Scan the records beneath this line for the line holding "tbh it's partially" and the line holding "openfe/tests/storage/test_resultclient.py", then transcribe exactly those two and all lines between.

BEGIN Available data

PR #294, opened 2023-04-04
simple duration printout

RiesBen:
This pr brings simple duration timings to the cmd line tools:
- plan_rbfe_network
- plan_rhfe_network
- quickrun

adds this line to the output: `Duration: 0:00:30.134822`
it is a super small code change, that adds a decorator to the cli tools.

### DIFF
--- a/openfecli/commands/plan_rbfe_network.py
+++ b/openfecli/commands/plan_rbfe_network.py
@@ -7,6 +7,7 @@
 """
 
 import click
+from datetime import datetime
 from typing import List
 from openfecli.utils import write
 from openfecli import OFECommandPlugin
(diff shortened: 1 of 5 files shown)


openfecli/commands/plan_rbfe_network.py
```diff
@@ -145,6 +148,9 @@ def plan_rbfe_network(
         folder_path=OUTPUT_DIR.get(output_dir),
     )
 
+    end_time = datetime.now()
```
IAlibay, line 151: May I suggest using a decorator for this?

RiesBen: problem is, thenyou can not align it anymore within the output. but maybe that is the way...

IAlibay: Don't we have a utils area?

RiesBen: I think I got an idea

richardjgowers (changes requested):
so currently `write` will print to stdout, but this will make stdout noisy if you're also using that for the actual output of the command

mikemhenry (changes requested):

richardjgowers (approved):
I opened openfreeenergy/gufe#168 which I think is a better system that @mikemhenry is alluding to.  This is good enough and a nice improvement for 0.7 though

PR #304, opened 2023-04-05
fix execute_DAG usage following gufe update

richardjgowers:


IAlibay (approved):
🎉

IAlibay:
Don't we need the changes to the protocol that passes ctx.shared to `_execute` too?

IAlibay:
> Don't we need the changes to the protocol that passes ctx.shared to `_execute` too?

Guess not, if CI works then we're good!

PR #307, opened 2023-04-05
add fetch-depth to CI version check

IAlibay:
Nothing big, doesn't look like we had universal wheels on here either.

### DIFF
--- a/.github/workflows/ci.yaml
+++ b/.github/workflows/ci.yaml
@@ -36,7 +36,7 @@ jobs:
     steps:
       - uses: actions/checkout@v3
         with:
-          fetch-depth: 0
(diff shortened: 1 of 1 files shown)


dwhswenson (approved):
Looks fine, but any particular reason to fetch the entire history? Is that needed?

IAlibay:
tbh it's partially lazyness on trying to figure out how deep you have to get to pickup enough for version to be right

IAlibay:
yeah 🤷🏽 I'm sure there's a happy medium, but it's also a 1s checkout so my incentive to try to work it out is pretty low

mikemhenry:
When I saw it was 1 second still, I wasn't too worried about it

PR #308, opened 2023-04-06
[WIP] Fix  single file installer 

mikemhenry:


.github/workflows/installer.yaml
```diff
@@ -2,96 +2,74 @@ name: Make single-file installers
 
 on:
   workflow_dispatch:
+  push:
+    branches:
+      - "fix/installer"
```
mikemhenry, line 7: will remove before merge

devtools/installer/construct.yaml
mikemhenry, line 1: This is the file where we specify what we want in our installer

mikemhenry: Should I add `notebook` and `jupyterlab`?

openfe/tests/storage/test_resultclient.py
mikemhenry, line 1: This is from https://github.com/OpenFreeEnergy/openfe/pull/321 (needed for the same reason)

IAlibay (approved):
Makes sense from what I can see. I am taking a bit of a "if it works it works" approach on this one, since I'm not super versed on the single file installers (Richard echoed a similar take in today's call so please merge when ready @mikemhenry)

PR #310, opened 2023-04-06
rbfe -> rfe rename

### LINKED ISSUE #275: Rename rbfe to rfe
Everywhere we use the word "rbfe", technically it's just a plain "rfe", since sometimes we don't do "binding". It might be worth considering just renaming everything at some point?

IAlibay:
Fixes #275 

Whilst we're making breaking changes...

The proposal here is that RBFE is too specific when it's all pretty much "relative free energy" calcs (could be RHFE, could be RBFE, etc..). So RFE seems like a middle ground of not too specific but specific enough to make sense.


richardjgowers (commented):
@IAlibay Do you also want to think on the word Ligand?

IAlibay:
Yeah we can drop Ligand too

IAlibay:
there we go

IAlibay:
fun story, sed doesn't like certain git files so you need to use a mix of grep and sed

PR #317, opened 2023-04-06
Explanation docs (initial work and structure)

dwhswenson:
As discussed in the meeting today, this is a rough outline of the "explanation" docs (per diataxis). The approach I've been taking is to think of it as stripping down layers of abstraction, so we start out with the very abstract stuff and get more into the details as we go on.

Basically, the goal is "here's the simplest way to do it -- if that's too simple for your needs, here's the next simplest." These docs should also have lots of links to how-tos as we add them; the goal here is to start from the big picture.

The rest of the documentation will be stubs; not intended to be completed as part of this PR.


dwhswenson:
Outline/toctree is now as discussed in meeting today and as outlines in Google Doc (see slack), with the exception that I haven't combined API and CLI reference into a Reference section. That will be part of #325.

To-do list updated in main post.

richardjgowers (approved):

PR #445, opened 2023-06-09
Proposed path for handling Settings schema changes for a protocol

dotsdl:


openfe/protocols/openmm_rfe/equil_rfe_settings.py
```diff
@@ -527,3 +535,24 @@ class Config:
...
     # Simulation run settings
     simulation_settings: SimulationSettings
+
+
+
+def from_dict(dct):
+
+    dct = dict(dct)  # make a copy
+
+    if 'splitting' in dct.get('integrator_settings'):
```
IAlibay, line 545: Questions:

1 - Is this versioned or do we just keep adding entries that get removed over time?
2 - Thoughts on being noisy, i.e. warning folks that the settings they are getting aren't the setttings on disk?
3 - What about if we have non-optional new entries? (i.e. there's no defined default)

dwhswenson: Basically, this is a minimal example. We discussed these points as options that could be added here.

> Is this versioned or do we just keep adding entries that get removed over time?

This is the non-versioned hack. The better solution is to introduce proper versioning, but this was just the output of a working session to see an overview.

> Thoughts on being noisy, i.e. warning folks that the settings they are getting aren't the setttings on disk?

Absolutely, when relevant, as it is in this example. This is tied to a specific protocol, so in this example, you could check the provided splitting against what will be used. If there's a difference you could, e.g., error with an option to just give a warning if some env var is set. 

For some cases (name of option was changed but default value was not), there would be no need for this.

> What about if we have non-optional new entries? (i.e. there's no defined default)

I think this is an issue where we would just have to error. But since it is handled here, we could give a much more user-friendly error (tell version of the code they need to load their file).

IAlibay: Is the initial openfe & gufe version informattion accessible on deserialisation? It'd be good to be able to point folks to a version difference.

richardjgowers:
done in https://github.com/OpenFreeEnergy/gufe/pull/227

END Available data
BEGIN Available data

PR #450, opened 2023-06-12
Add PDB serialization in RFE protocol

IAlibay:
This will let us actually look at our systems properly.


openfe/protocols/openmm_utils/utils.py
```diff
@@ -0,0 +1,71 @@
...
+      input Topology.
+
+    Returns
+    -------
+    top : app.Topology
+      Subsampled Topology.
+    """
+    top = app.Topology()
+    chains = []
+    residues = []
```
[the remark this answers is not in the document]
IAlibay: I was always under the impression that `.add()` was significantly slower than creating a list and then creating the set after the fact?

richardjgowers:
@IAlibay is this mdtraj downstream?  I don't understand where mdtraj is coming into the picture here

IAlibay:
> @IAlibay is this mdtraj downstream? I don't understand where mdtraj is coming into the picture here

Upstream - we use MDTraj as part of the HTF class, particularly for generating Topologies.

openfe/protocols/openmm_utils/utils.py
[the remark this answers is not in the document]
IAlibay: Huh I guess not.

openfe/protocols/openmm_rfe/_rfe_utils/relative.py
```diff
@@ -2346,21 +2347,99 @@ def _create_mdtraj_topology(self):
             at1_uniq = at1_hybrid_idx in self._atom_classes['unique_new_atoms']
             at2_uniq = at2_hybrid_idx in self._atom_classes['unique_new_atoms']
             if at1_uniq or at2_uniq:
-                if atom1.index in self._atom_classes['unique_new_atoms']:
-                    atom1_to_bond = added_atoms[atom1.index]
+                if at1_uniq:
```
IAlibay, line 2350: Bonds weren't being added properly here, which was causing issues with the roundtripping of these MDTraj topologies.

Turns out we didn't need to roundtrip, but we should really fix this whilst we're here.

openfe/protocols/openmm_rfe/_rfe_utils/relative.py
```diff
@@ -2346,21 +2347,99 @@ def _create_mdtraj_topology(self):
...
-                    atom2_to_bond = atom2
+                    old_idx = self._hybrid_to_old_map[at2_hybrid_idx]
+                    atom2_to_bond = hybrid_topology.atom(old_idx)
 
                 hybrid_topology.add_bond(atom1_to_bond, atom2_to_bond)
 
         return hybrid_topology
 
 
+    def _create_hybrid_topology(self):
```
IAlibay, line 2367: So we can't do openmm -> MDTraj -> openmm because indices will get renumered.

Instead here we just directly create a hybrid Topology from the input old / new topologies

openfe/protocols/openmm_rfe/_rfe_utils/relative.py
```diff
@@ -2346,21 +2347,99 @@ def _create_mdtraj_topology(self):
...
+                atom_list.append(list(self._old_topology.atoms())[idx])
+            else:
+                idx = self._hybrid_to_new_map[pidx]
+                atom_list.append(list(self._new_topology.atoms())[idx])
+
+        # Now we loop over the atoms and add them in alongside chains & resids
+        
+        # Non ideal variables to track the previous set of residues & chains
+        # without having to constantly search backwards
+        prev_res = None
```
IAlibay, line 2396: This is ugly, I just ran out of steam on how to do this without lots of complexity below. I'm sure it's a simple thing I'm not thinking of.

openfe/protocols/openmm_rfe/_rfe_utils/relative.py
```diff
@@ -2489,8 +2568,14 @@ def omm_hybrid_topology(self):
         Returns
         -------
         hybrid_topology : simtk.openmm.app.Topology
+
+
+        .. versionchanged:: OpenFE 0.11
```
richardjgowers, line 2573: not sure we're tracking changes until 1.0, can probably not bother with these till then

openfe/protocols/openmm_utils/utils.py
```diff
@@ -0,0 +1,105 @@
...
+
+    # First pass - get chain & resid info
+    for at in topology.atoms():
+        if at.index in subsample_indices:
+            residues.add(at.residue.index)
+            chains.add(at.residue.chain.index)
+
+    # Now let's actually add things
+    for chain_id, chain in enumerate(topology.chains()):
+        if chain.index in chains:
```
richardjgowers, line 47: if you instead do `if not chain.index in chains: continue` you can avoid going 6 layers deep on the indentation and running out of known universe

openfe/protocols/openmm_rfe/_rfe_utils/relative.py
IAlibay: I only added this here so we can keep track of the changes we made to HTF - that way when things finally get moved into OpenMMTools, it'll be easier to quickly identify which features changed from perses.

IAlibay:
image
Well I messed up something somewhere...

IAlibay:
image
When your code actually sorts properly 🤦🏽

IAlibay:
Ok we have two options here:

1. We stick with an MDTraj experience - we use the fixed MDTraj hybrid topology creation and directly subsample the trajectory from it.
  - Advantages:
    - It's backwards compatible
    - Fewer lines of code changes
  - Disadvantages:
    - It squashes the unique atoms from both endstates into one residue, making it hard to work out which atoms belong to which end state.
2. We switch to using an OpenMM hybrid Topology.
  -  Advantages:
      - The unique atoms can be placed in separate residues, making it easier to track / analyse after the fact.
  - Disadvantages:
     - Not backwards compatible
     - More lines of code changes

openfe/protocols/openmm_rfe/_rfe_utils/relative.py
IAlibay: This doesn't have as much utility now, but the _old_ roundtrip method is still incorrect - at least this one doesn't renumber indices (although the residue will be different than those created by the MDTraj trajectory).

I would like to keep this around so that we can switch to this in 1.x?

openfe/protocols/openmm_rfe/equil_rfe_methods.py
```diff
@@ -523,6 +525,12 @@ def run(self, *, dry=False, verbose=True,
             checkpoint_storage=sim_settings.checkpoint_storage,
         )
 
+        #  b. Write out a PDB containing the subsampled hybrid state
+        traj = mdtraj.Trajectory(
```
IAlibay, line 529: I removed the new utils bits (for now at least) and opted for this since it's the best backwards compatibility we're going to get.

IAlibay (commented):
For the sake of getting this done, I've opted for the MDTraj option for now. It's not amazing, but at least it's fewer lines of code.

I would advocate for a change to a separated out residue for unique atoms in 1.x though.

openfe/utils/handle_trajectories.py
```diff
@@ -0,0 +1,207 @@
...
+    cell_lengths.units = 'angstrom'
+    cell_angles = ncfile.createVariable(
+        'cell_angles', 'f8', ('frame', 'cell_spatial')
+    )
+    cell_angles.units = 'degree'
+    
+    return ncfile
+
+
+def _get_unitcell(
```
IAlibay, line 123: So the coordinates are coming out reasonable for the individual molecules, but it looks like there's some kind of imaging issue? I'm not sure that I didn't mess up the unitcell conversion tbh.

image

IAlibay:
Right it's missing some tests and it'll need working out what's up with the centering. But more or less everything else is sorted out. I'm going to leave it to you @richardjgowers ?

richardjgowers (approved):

END Available data

• **Exercise answer**:
tbh it's partially lazyness on trying to figure out how deep you have to get to pickup enough for version to be right

IAlibay:
yeah 🤷🏽 I'm sure there's a happy medium, but it's also a 1s checkout so my incentive to try to work it out is pretty low

mikemhenry:
When I saw it was 1 second still, I wasn't too worried about it

PR #308, opened 2023-04-06
[WIP] Fix  single file installer 

mikemhenry:


.github/workflows/installer.yaml
```diff
@@ -2,96 +2,74 @@ name: Make single-file installers
 
 on:
   workflow_dispatch:
+  push:
+    branches:
+      - "fix/installer"
```
mikemhenry, line 7: will remove before merge

devtools/installer/construct.yaml
mikemhenry, line 1: This is the file where we specify what we want in our installer

mikemhenry: Should I add `notebook` and `jupyterlab`?

openfe/tests/storage/test_resultclient.py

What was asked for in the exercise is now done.